__Exercise prompt__
From the entries below, gather every line containing the string "exception".
·····
Issue #89, opened 2016-03-28
Support regex in filename exclusions


solongordon:
Currently it looks like although top-level values can be excluded by regex, excluded filenames must be specified exactly in the exclusion file. It would be great to support regex for filenames as well, for example to allow excluding unit tests themselves from coverage via `^test_.*`.

aantron:
@solongordon If you are using Ocamlbuild and the plugin, you should be able to achieve this effect with a line like

```
<**/test_*>: -coverage
```

Let us know if that doesn't help.

aantron:
(Note) without the plugin, you should be able to do `-package(bisect_ppx)` instead.

solongordon:
Thanks for the suggestion. We're using OMake so unfortunately we can't use the _tags approach.

We can certainly get by with the currently exclusion file format, and/or by only building some files with bisect_ppx enabled, but it would be more convenient to exclude via glob or regex.

rgrinberg:
Just a heads up, excluding all the test files using ppx_bisect in omake was easy enough but we found skipping out on some other generated files to be easier done with ppx_bisect's config file.

We thought it would just be better if all of those settings lived in 1 place.

PS: I work with @solongordon

aantron:
Just to be clear: by config file you mean the exclusion file (for option `-exclude_file`)?

solongordon:
Yup, exactly.

aantron:
Are you okay with using the dev version of Bisect_ppx for now? The release to OPAM is blocked on some 4.03-related questions for a bit. If you would prefer the updated Bisect_ppx be available in OPAM rather than using a dev version, I can make a release including this change but without 4.03 compatibility.

solongordon:
Yes, no rush on the OPAM release. Thanks again.

PR #90, opened 2016-04-01
Allow exclusion of entire files; files by regex.

aantron:
@solongordon @rgrinberg this change gives syntax as below, for excluding specific whole files, and whole files by pattern:

```
file "specific_test.ml"
file regexp "test_.*"
```

Files excluded in this way don't get instrumented at all, and don't appear in the coverage report. You can also combine the file regexp with the old top-level value exclusions to do things like

```
file regexp "src/.*" [ regexp "test_" ]
```

to exclude all top-level values beginning with `test_` in all files in `src/`.

Let me know if this addresses #89 sufficiently. If so, will adjust documentation and merge in.


solongordon:
This looks great! Exactly the functionality we were looking for. Thanks for addressing the feature request.

rgrinberg:
:100: Don't forget to mention it's Str's regex syntax.

aantron:
Sorry about the coveralls spam. :(

aantron:
This is now installable from OPAM as `bisect_ppx` 1.1.0.

PR #106, opened 2016-06-04
Reporter cleanup

### LINKED ISSUE #105: Should be deprecated and/or removed from reporter
1. Remove EMMA reports.

  > This presumably tries to mimic [EMMA](http://emma.sourceforge.net/), an old Java coverage tool. Wikipedia [states](https://en.wikipedia.org/wiki/Java_Code_Coverage_Tools#EMMA) that it has not been maintained since 2005 or so. The presumed replacement JaCoCo seems to have incompatible XML reports ([JaCoCo DTD](http://eclemma.org/jacoco/trunk/coverage/report.dtd) vs. [our EMMA code](https://github.com/aantron/bisect_ppx/blob/f3be018558e7801a91678b04b07527f8eaf32b78/src/report/reportXMLEmma.ml)).

2. Remove XML, CSV, dump reports, "bisect" reports.

  > None of these are used much (no uses in GitHub). We should pick one machine-friendly output format, and provide only that. @lindig suggested JSON – that may be the best idea. Outputting coveralls.io JSON does not seem good, however, because that loses information about points and measures only lines. @sagotch?
  >
  > EDIT: Actually, I think `-text` is going to be quite easy to read, once we get rid of point kinds. So, maybe we can remove all of these. If someone later has a strong reason for supporting an additional machine-friendly format, we can consider it then.

3. De-emphasize `-combine-expr`.

  > This seems like a cool feature in principle, but I don't think anybody is using it (0 uses in GitHub between Bisect_ppx and the original Bisect).

aantron:
Resolves #105.

`-no-navbar` and `-no-folding` were deprecated, but I doubt anyone ever used them anyway. They were used in the tests at some point, when the old HTML reports were around.

I kept the "dump" output format for now, because it useful for the thread safety test.


rleonid:
I suggest keeping the CSV format, it at least gives some guarantees about structure over the regular text format.

aantron:
Fair enough. I've omitted that commit.

aantron:
Got no objections ([1](https://sympa.inria.fr/sympa/arc/caml-list/2016-06/msg00030.html), [2](https://sympa.inria.fr/sympa/arc/caml-list/2016-06/msg00004.html), [3](https://www.reddit.com/r/ocaml/comments/4ngdtv/bisect_ppx_any_objections_to_removing_these/)), so merging this and #107.

Issue #100, opened 2016-05-29
What is the code point for runtime.(i)?


lindig:
I have a question about how to find the code point for an entry in the runtime data. Given for a source file a counter in its array `runtime` at index `i` (that is, `runtime.(i)`), what is the corresponding code point? Is it the one with identifier `i` or the one at index `i` in the list of code points? 

I'm not sure about the purpose of the `identifier` field in type `point_definition` as every point definition could be identified by its position in the list of all code points.

```
type point_definition = {
    offset : int; (** Point offset, relative to file beginning. *)
    identifier : int; (** Point identifier, unique in file. *)
    kind : point_kind; (** Point kind, used for statistics. *)
}
```

I think this connection could be documented by also providing a type definition for the runtime data and documenting it in `common.mli`.

aantron:
It looks like `identifier` is simply the value of the point's index `i`. It's just a way to get the index of a code point, given only the `point_definition` record, without doing a search in the points list. So, the answer to

> what is the corresponding code point? Is it the one with identifier i or the one at index i in the list of code points?

is "both."

The naming of the field is confusing though, and the comment is not very helpful. We should fix that.

As for the type definitions, I agree it would make it clearer to understand what is really going on. Both the runtime data and the code point lists (i.e. `.cmp` files) could use clear type definitions. I'll submit a PR – unless you would like to :)

lindig:
Thanks for the clarification. I haven't looked at this but I would try to get rid of this redundancy by removing the `identifier` field as there is the danger of inconsistencies. I'm currently working towards a more abstract interface to the runtime system but it has some parts that you are probably not going to be interested in: I want line numbers for each point. It looks like this and does not rely on array indices as they entire structure is tree shaped.

    module SM: Map.S with type key = string

    exception Error of string

    type point = (** a code point in a source file *)
      { line:         int           (** line number *)
      ; offset:       int           (** byte offset from start *)
      ; kind:         Bisect.Common.point_kind  (** kind of point *)
      ; count:        int           (** number of hits *)
      }

    type file = (** a file with coverage analysis *)
      { digest:       string        (** cryptographic hash of content *)
      ; linecount:    int           (** number of lines *)
      ; points:       point array   (** points that were covered *)
      }

    type t = file SM.t              (** a collection of files *)

    val read: string -> string list -> t

The `read` function takes the prefix directory and a list of `*.out` files and buds a map that for each file has all the points and the number of hits.

aantron:
[...]

PR #108, opened 2016-06-15
Eliminate .cmp files

### LINKED ISSUE #102: Eliminate .cmp files
Christian Lindig (@lindig) has suggested providing a report mode that doesn't require reading the `.cmp` files, which would be useful in testing environments where they are not readily available (note: see [lindig/bisect-summary](https://github.com/lindig/bisect-summary)). In fact, `bisect-ppx-report -text - -summary-only` doesn't actually need the `.cmp` (or source) files, but it reads them anyway.

I think it's a good idea to do this at least for `-text -summary-only`, and probably `-text`, in any case, but we should remove `.cmp` files entirely.

- A `.cmp` file is basically a point list: for each point, its offset into the file and kind. We could inline this information at the top level of each instrumented file, and write it into `.out` files. `bisect-ppx-report` would then deduplicate this information when reading those files.
- I never was fully comfortable with the instrumenter writing `.cmp` files next to the source files as a side effect of operation. That works out fine under some build systems like Ocamlbuild, because the build is done on copies of source in `_build`, but it seems messy otherwise (even if only as messy as having `.cm[iox]` files everywhere).
- It should no longer be necessary to use `-I` with any output mode except HTML, because HTML needs to find the source files.

EDIT: `-summary-only` does print point kinds.

aantron:
See the messages of the ~~last three~~ commits. ~~The other commits are from #106 and #107. I'd still like to wait until the end of the week for any objections to those, though I don't think there will be any.~~

cc @lindig

Resolves #102

@lindig: I have an urge to refactor a bunch of things in the instrumenter and reporter, including dealing with type definitions as you proposed in #100. If that would interfere with your work, I will wait – so let me know :)

Note: I tried several combinations in `InstrumentPpx.faster` to try to get the test `.reference` file diffs minimized, but `Pprintast` seems to have a mind of its own about inserting arbitrary whitespace far away from the affected expressions.

### DIFF
--- a/src/library/common.ml
+++ b/src/library/common.ml
@@ -51,22 +51,13 @@ exception Unsupported_version of string
 
 exception Modified_file of string
 
-let cmp_file_of_ml_file filename =
-  (if Filename.check_suffix filename ".ml" then
-    Filename.chop_suffix filename ".ml"
-  else
-    filename)
-  ^ ".cmp"
-
 let magic_number_rtd = "BISECT-RTD"
 
-let magic_number_pts = "BISECT-PTS"
-
 let supported_versions = [
-  1, 0
+  2, 0
 ]
 
-let format_version = (1, 0)
+let format_version = (2, 0)
 
 let write_channel channel magic write_digest x =
   output_string channel magic;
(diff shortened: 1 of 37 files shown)


aantron:
Ok, changing `read_points` and `read_runtime_data` breaks ocveralls, so I renamed the new functions `read_points'` and `read_runtime_data'`, and simulated the old functions on top of those. ocveralls now [works](https://coveralls.io/builds/6611882). However,

- Simulated `read_points` can only be called after simulated `read_runtime_data`, because `read_runtime_data` puts point definitions (former `.cmp`s) into a hash table keyed by source file name. This happens to be true in ocveralls.
- `read_runtime_data` sees file names before `-I` is applied, but `read_points` sees them with `-I` applied. To make the connection, I key using only the basename. This requires basenames to be unique within the project, which is usually true for OCaml.

Clearly, this can only be a temporary solution to pass tests. We will need to work with @sagotch to update ocveralls. It might also be helpful to hide all this stuff behind an even more abstract interface (@sagotch? @lindig?).

sagotch:
I did not read you patch yet so I do not know what is broken, but I will.

I will probably tell you more about this this week end.

lindig:
I haven't taken a closer look yet but I like the direction you are taking. In any case, it doesn't interfere with our use of Bisect PPX, so please go ahead.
·····
__Solution to this problem__
    exception Error of string
@@ -51,22 +51,13 @@ exception Unsupported_version of string
 exception Modified_file of string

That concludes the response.